(EXCERPTED DATA begins)

PR #146, opened 2017-05-19
javaagent: Handle containers that use custom MBeanServers

### LINKED ISSUE #128: JMX agent metrics from Wildfly/Undertow broken since v0.8

bdellegrazie:
@brian-brazil 
Some containers (e.g. Wildfly 8, 9, 10) use a custom MBeanServer.
The simplest way to deal with this is to ask the user to set the factory
to either the correct class (if known) or a non-existant class and let the
container intialisation process correct it.

Any call to Management.getPlatformMBeanServer() before the container is
ready will then fail with a ClassNotFoundException until container
initialisation is complete.

In terms of scraping we swallow the resulting ClassNotFoundException to avoid
polluting the container's logs. If there happens to be a scrape the caller will
get an empty page with no metrics

Fixes #128

### DIFF
--- a/docs/Wildfly.md
+++ b/docs/Wildfly.md
@@ -1,0 +1,13 @@
+# Wildfly
+
+Wildfly 8,9 and 10 use a custom MBeanServer implementation. To use JMX Exporter:
+
+* As a _javaagent_ add:
+`-Djavax.management.builder.initial=io.prometheus.jmx.ContainerNotReadyYet` to the javaagent line.
+The class itself (ContainerNotReadyYet) does not exist and Wildfly overwrites the system property with a valid value during its startup. This *may* work with
+other containers that use custom MBeanServers.
+
+* As a remote scraper:
+Add the `jboss-cli-client.jar` from the Wildfly installation to the classpath of JMX Exporter and use the Wildfly version specific JMX URL in the configuration file.
+The JMX URL will be the same one as used to connect JConsole. The extra JAR is required because Wildfly uses a custom protocol to connect via the the HTTP(s) admin port.
+
--- a/example_configs/wildfly-10.yaml
+++ b/example_configs/wildfly-10.yaml
@@ -1,4 +1,5 @@
 ---
+# See docs/Wildfly.md for additional info
 lowercaseOutputName: true
 lowercaseOutputLabelNames: true
 rules:


README.md
```diff
@@ -21,6 +21,19 @@ To bind the java agent to a specific IP change the port number to `host:port`.
 
 See `./run_sample_httpserver.sh` for a sample script that runs the httpserver against itself.
 
+### Wildfly
```
brian-brazil: I don't think we should be mentioning particular pieces of software that are doing non-standard things, particularly not above the primary reference docs.

These docs belong on Wildfly's end.

collector/src/main/java/io/prometheus/jmx/JmxScraper.java
```diff
@@ -89,7 +90,16 @@ public void doScrape() throws Exception {
         MBeanServerConnection beanConn;
         JMXConnector jmxc = null;
         if (jmxUrl.isEmpty()) {
-          beanConn = ManagementFactory.getPlatformMBeanServer();
+          try {
```
brian-brazil: Throwing an exception is the correct behaviour, as that'll make the scrape fail.

README.md
bdellegrazie: Would you prefer me to move the docs to the wildfly example configuration or a separate .md file in the repo?

collector/src/main/java/io/prometheus/jmx/JmxScraper.java
bdellegrazie: I thought you might say that... no problem, will revert. At best this whole thing is a work-around anyway.

README.md
Starefossen: Could we have a `/docs` directory for this kind on things?

bdellegrazie: @Starefossen sure good suggestion

brian-brazil: I mean move it to the documentation of the Wildfly project. They've chosen to do things have that break standard java mechanisms, so it's really up to them to deal with the results of that.

bdellegrazie: done

bdellegrazie: I can and will try but they aren't exactly responsive. I'll see what they say on the mailing list and try to add a comment to the JMX page of the documentation. With respect, I'd appreciate you allowing this to be merged given its only a small amount of documentation.

brian-brazil: I don't think it's sane for us to document workarounds for every single application that's decided to go off the beaten path, there's enough inconsistency in JMX already for us to deal with.

bdellegrazie:
@brian-brazil: I've moved the doc from README.md and put it in docs/Wildlfy.md as per the updated PR. Is that acceptable?

brian-brazil:
What I'd suggest is putting the docs in the top of the .yaml so it's all together.

cfrantsen:
Is this PR relevant anymore? I have no problems running HEAD on WildFly 10.1.0.

brian-brazil:
Hmm, that's unexpected but don't look a gift horse in the mouth.

bdellegrazie:
You will ... it depends upon how many things you have deployed and how fast or slow Wildfly is to start up and setup its MBean server.

cfrantsen:
I'd assume tuning the startDelaySeconds parameter to more than the startup time would fix any problems no?

PR #147, opened 2017-06-02
Add example config for flink 1.2

prymitive:
Metrics exposed in flink 1.2 are different than those from earlier versions (docs: https://ci.apache.org/projects/flink/flink-docs-release-1.2/monitoring/metrics.html#system-metrics), add a new config covering both task and jobmanager

@brian-brazil

### DIFF
--- a/example_configs/flink-1-2.yml
+++ b/example_configs/flink-1-2.yml
@@ -1,0 +1,121 @@
+rules:
+  ## Job Manager ##
+  - pattern: org\.apache\.flink\.jobmanager\.([a-zA-Z\-\_]+)\.([a-zA-Z\-\_]+)\.([a-zA-Z\-\_]+)\.([a-zA-Z\-\_]+)\.([a-zA-Z\-\_]+)<host=(.*)><>(Count|Value|Rate)
+    name: flink_jobmanager_$1_$2_$3_$4_$5
+    type: GAUGE
+    labels:
+      host: $6
+
+  - pattern: org\.apache\.flink\.jobmanager\.([a-zA-Z\-\_]+)\.([a-zA-Z\-\_]+)\.([a-zA-Z\-\_]+)\.([a-zA-Z\-\_]+)<host=(.*)><>(Count|Value|Rate)
+    name: flink_jobmanager_$1_$2_$3_$4
+    type: GAUGE
+    labels:
+      host: $5
+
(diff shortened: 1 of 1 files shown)


brian-brazil:
This can be collapsed down further, see the existing flink conifg as an example.

The naming of the files should also be changed to follow what we did for kafka.

prymitive:
Updated with most recent version I'm using, hope it's better

example_configs/flink-1-2.yml
```diff
@@ -0,0 +1,121 @@
+rules:
+  ## Job Manager ##
+  - pattern: org\.apache\.flink\.jobmanager\.([a-zA-Z\-\_]+)\.([a-zA-Z\-\_]+)\.([a-zA-Z\-\_]+)\.([a-zA-Z\-\_]+)\.([a-zA-Z\-\_]+)<host=(.*)><>(Count|Value|Rate)
```
brian-brazil: You only want the Count and Value.

Rate can be better calculated on the Prometheus end from the Count.

example_configs/flink-1-2.yml
```diff
@@ -0,0 +1,121 @@
...
+    name: flink_jobmanager_$1_$2_$3_$4_$5
```
brian-brazil: The jmx exporter will put in underscores for invalid characters, you can go just one capture group for $1-$5

example_configs/flink-1-2.yml
```diff
@@ -0,0 +1,121 @@
...
+    type: GAUGE
+    labels:
+      host: $6
```
brian-brazil: What is in this host label?

example_configs/flink-1-2.yml
```diff
@@ -0,0 +1,121 @@
...
+  - pattern: org\.apache\.flink\.taskmanager\.job\.task\.operator\.(KafkaConsumer|KafkaProducer)\.([a-zA-Z\-\_]+).([a-zA-Z\-\_]+)-([0-9]+)<task_id=(.*), subtask_index=(.*), job_id=(.*), tm_id=(.*), task_attempt_id=(.*), job_name=(.*), operator_name=(.*), task_attempt_num=(.*), host=(.*), task_name=(.*)><>(Count|Value|Rate)
+    name: flink_taskmanager_job_task_operator_$1_$2
+    type: GAUGE
+    labels:
+      topic: $3
+      partition: $4
+      subtask_index: $6
+      job_id: $7
+      tm_id: $8
+      job_name: $10
```
brian-brazil: Do the job_id and job_name provide the same information?

PR #161, opened 2017-07-06
Prevent unnecessary surcharging of pattern string anchors

obourdon:
By default starring anchor ^.* and ending anchor .*$ are [always added](https://github.com/prometheus/jmx_exporter/blob/master/collector/src/main/java/io/prometheus/jmx/JmxCollector.java#L170) to matching pattern
If user specified anchors in his own pattern this is overkill and might be misleading/generate errors

### DIFF
--- a/collector/src/main/java/io/prometheus/jmx/JmxCollector.java
+++ b/collector/src/main/java/io/prometheus/jmx/JmxCollector.java
@@ -99,6 +99,17 @@ public class JmxCollector extends Collector {
       }
     }
 
+    private String defaultAnchoring(String pat) {
+      // Do not surcharge anchoring patterns
+      if (!pat.startsWith("^")) {
+        pat = "^.*" + pat;
+      }
+      if (!pat.endsWith("\\$")) {
+        pat = pat + ".*$";
+      }
+      return pat;
+    }
+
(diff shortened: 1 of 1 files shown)


brian-brazil:
Hmm, this pattern is incorrect as-is as it doesn't consider alternation (e.g. `a|b` becomes `(^.*a)|(b.*$)`.). This should be changed to `^(?:.*pattern.*)$`

obourdon:
@brian-brazil I am not sure I follow you there ? Current code at [https://github.com/prometheus/jmx_exporter/blob/master/collector/src/main/java/io/prometheus/jmx/JmxCollector.java#L170](https://github.com/prometheus/jmx_exporter/blob/master/collector/src/main/java/io/prometheus/jmx/JmxCollector.java#L170) is already wrong, is this what you meant ?
I had a case on my side where my pattern was:
^xxxxxxx$
and debugging the exporter showed that my pattern had been changed to
^.*^xxxxx$.*$
by the code mentioned above
Please advise

brian-brazil:
Yes, the current code is wrong.

The additions would have had no impact on your pattern.

brian-brazil:
The bug in the existing code is fixed.

Issue #155, opened 2017-06-12
Switch to plain http server


brian-brazil:
Using jetty has caused a number of issues in this exporter. As JMX is more likely to be used with odd/old/unusual software, I think we should implement a httpserver exposition in client_java and then use that instead of jetty.

leogomes:
Do you want any help with this?

Cheers,
Leo

brian-brazil:
That'd be great, details are over in #156.

brian-brazil:
Are you currently working on this @leogomes?

leogomes:
@brian-brazil Haven't done much, but just tested using https://github.com/prometheus/client_java/pull/73 HTTPServer and it worked fine for my basic JMX settings. If I understood correctly you'd expect me to also clean-up that PR, so that it can be merged, right? Should we discuss there on what exactly needs to be done?

You can check how I used it here: https://github.com/leogomes/jmx_exporter/commit/16f3735714b1df19d6abc4d0f670eeaa1dcf4b7e

brian-brazil:
I've just started working on cleaning up that PR. We won't get SO_REUSEADDR, but otherwise it seems workable.

leogomes:
Other thing I noticed, comparing to the current implementation in JMX exporter, is that it doesn't allow you to specify the host only the port.

`mServer.bind(new java.net.InetSocketAddress(port), 3);`

It may be a problem for machines with multiple NICs.

brian-brazil:
Both the agent and separate process currently support setting the host.

leogomes:
Yes, they do, but not the HTTP server that is in the PR you're reviewing ;)

brian-brazil:
https://github.com/prometheus/client_java/tree/httpserver is what I have so far

leogomes:
OK, I can add the host thing once it's merged and modify my PR then. Let me know if you want me to do that.

PR #162, opened 2017-07-10
Use simple HTTP Server

leogomes:
Motivation:
https://github.com/prometheus/jmx_exporter/issues/155

Modifications:
Changed the code of both the agent and external HTTP process to use the simple HTTP server provided on https://github.com/prometheus/client_java/pull/73

Result:
JMX exporter works with the simple HTTP Server.

### DIFF
--- a/jmx_prometheus_httpserver/pom.xml
+++ b/jmx_prometheus_httpserver/pom.xml
@@ -7,7 +7,6 @@
     <version>0.10-SNAPSHOT</version>
   </parent>
 
-  <groupId>io.prometheus.jmx</groupId>
   <artifactId>jmx_prometheus_httpserver</artifactId>
   <description>
     See https://github.com/prometheus/jmx_exporter/blob/master/README.md
@@ -26,9 +25,9 @@
       <version>0.0.21</version>
     </dependency>
     <dependency>
-      <groupId>org.eclipse.jetty</groupId>
-      <artifactId>jetty-servlet</artifactId>
-      <version>8.1.7.v20120910</version>
+      <groupId>io.prometheus</groupId>
+      <artifactId>simpleclient_httpserver</artifactId>
+      <version>0.0.9-SNAPSHOT</version>
     </dependency>
   </dependencies>
 
--- a/jmx_prometheus_httpserver/pom.xml
+++ b/jmx_prometheus_httpserver/pom.xml
@@ -21,11 +21,6 @@
     </dependency>
     <dependency>
       <groupId>io.prometheus</groupId>
-      <artifactId>simpleclient_servlet</artifactId>
-      <version>0.0.25</version>
-    </dependency>
-    <dependency>
-      <groupId>io.prometheus</groupId>
       <artifactId>simpleclient_httpserver</artifactId>
       <version>0.0.25</version>
     </dependency>
--- a/jmx_prometheus_httpserver/pom.xml
+++ b/jmx_prometheus_httpserver/pom.xml
@@ -22,12 +22,12 @@
     <dependency>
       <groupId>io.prometheus</groupId>
       <artifactId>simpleclient_servlet</artifactId>
-      <version>0.0.26-SNAPSHOT</version>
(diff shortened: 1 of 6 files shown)


jmx_prometheus_httpserver/src/main/java/io/prometheus/jmx/WebServer.java
```diff
@@ -18,24 +14,14 @@ public static void main(String[] args) throws Exception {
 
      String[] hostnamePort = args[0].split(":");
      int port;
-     InetSocketAddress socket;
 
      if (hostnamePort.length == 2) {
        port = Integer.parseInt(hostnamePort[1]);
-       socket = new InetSocketAddress(hostnamePort[0], port);
```
brian-brazil: We'll want to keep the existing host support around.

leogomes: Sure, I will put it back once HTTP server is able to take a host and port. I can do the modification and test, if you want.

jmx_prometheus_httpserver/src/main/java/io/prometheus/jmx/WebServer.java
```diff
@@ -14,14 +16,24 @@ public static void main(String[] args) throws Exception {
...
        port = Integer.parseInt(hostnamePort[0]);
+       socket = new InetSocketAddress(port);
      }
 
-     JmxCollector jc = new JmxCollector(new File(args[1])).register();
-     HTTPServer server = new HTTPServer(port);
+     new JmxCollector(new File(args[1])).register();
+     final HTTPServer server = new HTTPServer(socket, CollectorRegistry.defaultRegistry);
+     
+     Runtime.getRuntime().addShutdownHook(new Thread() {
```
brian-brazil: We don't need this, the httpserver should keep going until the process dies.

There could be a long time between the TERM and the process actually dying.

jmx_prometheus_httpserver/pom.xml
```diff
@@ -22,12 +22,12 @@
     <dependency>
       <groupId>io.prometheus</groupId>
       <artifactId>simpleclient_servlet</artifactId>
-      <version>0.0.21</version>
+      <version>0.0.26-SNAPSHOT</version>
```
brian-brazil: 0.0.25. We don't use snapshot releases in production.

jmx_prometheus_httpserver/src/main/java/io/prometheus/jmx/WebServer.java
```diff
@@ -28,14 +26,7 @@ public static void main(String[] args) throws Exception {
...
-
-     Server server = new Server(socket);
-     ServletContextHandler context = new ServletContextHandler();
-     context.setContextPath("/");
-     server.setHandler(context);
-     context.addServlet(new ServletHolder(new MetricsServlet()), "/metrics");
-     server.start();
-     server.join();
+     new JmxCollector(new File(args[1])).register();
+     new HTTPServer(socket, CollectorRegistry.defaultRegistry);
```
brian-brazil: There're nothing here to wait, this will shutdown immediately.

leogomes: Not really, HTTPServer creates threads that will keep running, even if the main thread exits, c.f. [termination of main thread exit](https://stackoverflow.com/questions/5642802/termination-of-program-on-main-thread-exit).

You can run the [PR locally as well](https://help.github.com/articles/checking-out-pull-requests-locally/).

jmx_prometheus_httpserver/pom.xml
```diff
@@ -23,12 +22,12 @@
     <dependency>
       <groupId>io.prometheus</groupId>
       <artifactId>simpleclient_servlet</artifactId>
```
brian-brazil: You don't need this any more

brian-brazil:
Thanks!

PR #164, opened 2017-07-13
Add metrics domain renaming feature

obourdon:
This allows you to rename all metrics at once without having to deal with "complex" regexp patterns
For example if you scrape several processes on the same machine like ZooKeeper, Kafka and Cassandra you might want to express renaming for Cassandra as follow:
`rules:
  - pattern: '.*'
    replaceDomains: {'^java.lang(.*)$' : 'cassandra.jvm$1', '^org.apache.cassandra(.*)$' : 'cassandra$1' } 
`

### DIFF
--- a/collector/src/main/java/io/prometheus/jmx/JmxCollector.java
+++ b/collector/src/main/java/io/prometheus/jmx/JmxCollector.java
@@ -37,6 +37,11 @@ public class JmxCollector extends Collector implements Collector.Describable {
 
     private static final Logger LOGGER = Logger.getLogger(JmxCollector.class.getName());
 
+    private static class DomainRename {
+      Pattern pattern;
+      String replacement;
+    }
+
     private static class Rule {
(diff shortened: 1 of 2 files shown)


brian-brazil:
This can be done with the existing configs, and I don't think it's a great user experience to have two different way do things.

In addition your particular example is an anti-pattern, as a) the JVM metrics are taken care of for you when using the java agent and b) they shouldn't be prefixed with the application name - that's what labels are for.

obourdon:
@brian-brazil I am not sure I understand how it could be done exactly  with current configs neither your point a). However I understand that this might not be the way to do things. Thanks for the feedback

brian-brazil:
The example configs for Cassandra and Kafka provide pretty good metrics, and I'd advise sticking with those so you can reuse others dashboards etc.

Unfortunately Zookeeper doesn't expose much in the way of metrics.

PR #165, opened 2017-07-14
Servlet path for Java agent can be configured by runtimes args.

otigges:
@brian-brazil,

JMX exporter works great in our project as Java agent, but we need to be able to change the servlet path (currently it is "/metrics"). Hope this PR is helpful. Otherwise please tell me what needs to be changed. Thanks in advance.

Oliver


brian-brazil:
Thanks for the PR. All this code is about to change, and generally this is not something you should need to tweak as it is the Prometheus default.

otigges:
Thanks for your reply. I'm aware that /metrics is the default. But we needed to change the context-root in our systems in order to set different permissions, so we use /management/metrics. Then we'll need to stay with our forked/patched version.

brian-brazil:
That seems like something for a reverse proxy which shouldn't care about the path. You can always use the JmxCollector class in your own code, it is intended for that to work (though rarely needed).

PR #174, opened 2017-08-19
Add Apache Solr example.

mnagaya:
We have this config running in production.

### DIFF
--- a/example_configs/solr.yml
+++ b/example_configs/solr.yml
@@ -1,0 +1,12 @@
+---
+whitelistObjectNames: [ "java.lang:*", "org.eclipse.jetty.util.thread:*", "org.eclipse.jetty.server.handler:*", "solr/*:type=/select,*", "solr/*:type=/update,*", "solr/*:type=searcher,*", "solr/*:type=documentCache,*", "solr/*:type=updateHandler,*"]
+
+rules:
+  - pattern: "^java(.(?!OperatingSystem))*$"
+  - pattern: "^solr/([a-zA-Z0-9_]+)_([a-zA-Z0-9]+)_([a-zA-Z0-9]+)<type=(.+), id=(.+)><>(.*):"
+    name: solr_$4_$6
+    labels:
+      collection: $1
+      shard: $2
+      replica: $3
+  - pattern: ".*"


example_configs/solr.yml
```diff
@@ -0,0 +1,12 @@
+---
+whitelistObjectNames: [ "java.lang:*", "org.eclipse.jetty.util.thread:*", "org.eclipse.jetty.server.handler:*", "solr/*:type=/select,*", "solr/*:type=/update,*", "solr/*:type=searcher,*", "solr/*:type=documentCache,*", "solr/*:type=updateHandler,*"]
+
+rules:
+  - pattern: "^java(.(?!OperatingSystem))*$"
```
brian-brazil: Exclude all these, they're already taken care of by the default exports

example_configs/solr.yml
```diff
@@ -0,0 +1,12 @@
+---
+whitelistObjectNames: [ "java.lang:*", "org.eclipse.jetty.util.thread:*", "org.eclipse.jetty.server.handler:*", "solr/*:type=/select,*", "solr/*:type=/update,*", "solr/*:type=searcher,*", "solr/*:type=documentCache,*", "solr/*:type=updateHandler,*"]
```
brian-brazil: Why are you adding this?

example_configs/solr.yml
```diff
@@ -0,0 +1,12 @@
...
+
+rules:
+  - pattern: "^java(.(?!OperatingSystem))*$"
+  - pattern: "^solr/([a-zA-Z0-9_]+)_([a-zA-Z0-9]+)_([a-zA-Z0-9]+)<type=(.+), id=(.+)><>(.*):"
+    name: solr_$4_$6
+    labels:
+      collection: $1
+      shard: $2
+      replica: $3
```
brian-brazil: Does this happen to be a hostname?

example_configs/solr.yml
```diff
@@ -0,0 +1,12 @@
...
+  - pattern: ".*"
```
brian-brazil: You shouldn't fall back to the defaults here, instead create rules for what you want.

mnagaya:
Sorry for late reply.  Solr7.6 now provides solr-exporter:
https://lucene.apache.org/solr/guide/7_6/monitoring-solr-with-prometheus-and-grafana.html

PR #183, opened 2017-09-01
Only retrieve mbeans and attributes that match rules.

janssk1:
This approach reduced the scape time on my (jboss) setup to about 25% (4 times less).

Change-Id: Ia3a933d2ba0e38143847f98bbd21ba4061056ea1

### DIFF
--- a/collector/src/main/java/io/prometheus/jmx/JmxCollector.java
+++ b/collector/src/main/java/io/prometheus/jmx/JmxCollector.java
@@ -7,18 +7,12 @@ import java.io.PrintWriter;
 import java.io.File;
 import java.io.FileReader;
 import java.io.StringWriter;
-import java.util.ArrayList;
-import java.util.Iterator;
-import java.util.LinkedHashMap;
-import java.util.LinkedList;
-import java.util.List;
-import java.util.HashMap;
-import java.util.Map;
-import java.util.Set;
-import java.util.TreeMap;
+import java.util.*;
+import java.util.concurrent.ConcurrentHashMap;
 import java.util.logging.Logger;
 import java.util.regex.Matcher;
 import java.util.regex.Pattern;
+import javax.management.MBeanInfo;
 import javax.management.MalformedObjectNameException;
 import javax.management.ObjectName;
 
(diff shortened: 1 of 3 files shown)


brian-brazil:
What is this intended to do?

In general as the pattern is a regex and the value is needed before we apply the pattern, everything must be retrieved.

janssk1:
This optimization will do nothing if your patterns are very 'wide'
However, if the patterns are explicit about what attributes and mbeans must be collected, this makes sure only those are retrieved.  Some of my mbeans have a lot of arguments but if my rules only express interest in one of them no need to collect them all. 

This is especially important on jboss, which if notoriously slow in  getting JMX attribute values.

brian-brazil:
I'm not really sure what your code is doing, and I don't think it's correct.

You do seem to be using additional regex matches. We know with some systems that the regexes end up being the expensive part, so this change would make those worse.

janssk1:
Suppose a pattern like this:
jboss.as<subsystem=datasources, data-source=(?:.*), statistics=pool><>(InUse|Available|Active)Count

The pull request will make sure that: 
* JMX metadata is only retrieved for mbeans that match the mbean part of (one or more) patterns
* Only attribute values that match the 'attribute' part of the regexp will be retrieved from JMX (so only the InUseCount, AvailableCount and ActiveCount attribute will be retrieved from JMX in this example)

About correctness: It passes the unit tests
About regexp evaluations: There will be less now, since the complete rulelist is only evaluated once per mbean now instead of once per attribute

Anyway, for performance optimizations i prefer measuring over guessing. At least for my usecases, the gains are substantial.

brian-brazil:
> (so only the InUseCount, AvailableCount and ActiveCount attribute will be retrieved from JMX in this example)

That's not correct, this pattern can match attributes other than these.

> About correctness: It passes the unit tests

The unittests are based on the current code, they haven't been extended to cover all the edge and corner cases your logic would need to deal with.

> At least for my usecases, the gains are substantial.

Your use case is not the only one.

janssk1:
> That's not correct, this pattern can match attributes other than these.

What other attributes do you mean ? Composite attributes ? Agreed, that could be. An mbean with attribute 'X' that has a composite field named inusecount will be ignored by the patch.

Given that there are border cases where this 'shortcut' won't work, i can make the behavior conditional to be on the safe side. 

Would you be willing to pull this in once I add that ?

brian-brazil:
> What other attributes do you mean ?

Consider that `pool><>(InUse|Available|Active)Count` could be the part of the value mBean as there's a `.*` in there.

> Would you be willing to pull this in once I add that ?

There's already a way to whitelist mBeans, so you're not adding that much on top of this. I think that getting this correct would be very complex, and I'm not currently convinced that such complexity is worth it.

PR #185, opened 2017-09-12
Support labels that contain tokens to be replaced with sysprops and env vars

jmazzitelli:
@brian-brazil 

This allows the JMX exporter to be told to create label names or values that contain values derived from Java system properties and operating system environment variables.

If a label (name or value) has within it a token in the form `${env.ABC}` it will be replaced with the value of the environment variable "ABC". If no environment variable named "ABC" exists then the token is replaced with a default value or empty string if no default is specified. To define a default, place it after the environment variable name separated with a colon, e.g. `${env.ABC:my-default}`.

The analogous functionality exists for system properties. e.g. `${sysprop.XYZ}` or `${sysprop.XYZ:my-default}`.

If a given label name or value has multiple tokens, they are all replaced.

For example, if a label name or value is defined as:

`user_${env.USER}_something_${sysprop.foo.bar}_${env.UNK:xyz}`

and the environment variable "USER" has a value of "bob", the Java system property "foo.bar" has a value of "123", and there is no environment variable named "UNK" then the label name or value will be:

`user_bob_something_123_xyz`

Another artificial, but more realistic, use case is:

```
labels:
  user: ${env.USER:anonymous}
  datacenter: ${sysprop.data.center}
  ${env.CORP_NAME}_${env.CORP_GROUP}: uxf_${env.CORP_ID:unknown}
```

This is useful when you want to attach additional metadata to your JMX rules such that your timeseries can be further refined based on system properties or environment variables set in the MBeanServer JVM. I can also see this being useful within Kubernetes or OpenShift pods running the Java app (passing in env vars or sys props defined by the pod template to help make the timeseries unique across pods, as an example).

### DIFF
--- a/collector/src/main/java/io/prometheus/jmx/JmxCollector.java
+++ b/collector/src/main/java/io/prometheus/jmx/JmxCollector.java
@@ -68,6 +68,7 @@ public class JmxCollector extends Collector implements Collector.Describable {
     private long createTimeNanoSecs = System.nanoTime();
 
     private static final Pattern snakeCasePattern = Pattern.compile("([a-z0-9])([A-Z])");
+    private static final Pattern propertyTokenPattern = Pattern.compile("\\$\\{(env\\.|sysprop\\.)([^\\}]+)\\}");
 
     public JmxCollector(File in) throws IOException, MalformedObjectNameException {
         configFile = in;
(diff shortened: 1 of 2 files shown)


brian-brazil:
In the Prometheus ecosystem we leave things like this up to configuration management, rather than creating another layer of configuration management/templating.

In addition, the labels in you examples are all target labels rather than instrumentation labels and thus they belong on the Prometheus rather than the exporter side. I can think of no valid use cases for this offhand.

(EXCERPTED DATA ends)

ACTION ITEM: Give only the lines from the one holding "### LINKED ISSUE" through the one holding "Any call to", each restated exactly as it appears above.

ANSWER SECTION:
### LINKED ISSUE #128: JMX agent metrics from Wildfly/Undertow broken since v0.8

bdellegrazie:
@brian-brazil 
Some containers (e.g. Wildfly 8, 9, 10) use a custom MBeanServer.
The simplest way to deal with this is to ask the user to set the factory
to either the correct class (if known) or a non-existant class and let the
container intialisation process correct it.

Any call to Management.getPlatformMBeanServer() before the container is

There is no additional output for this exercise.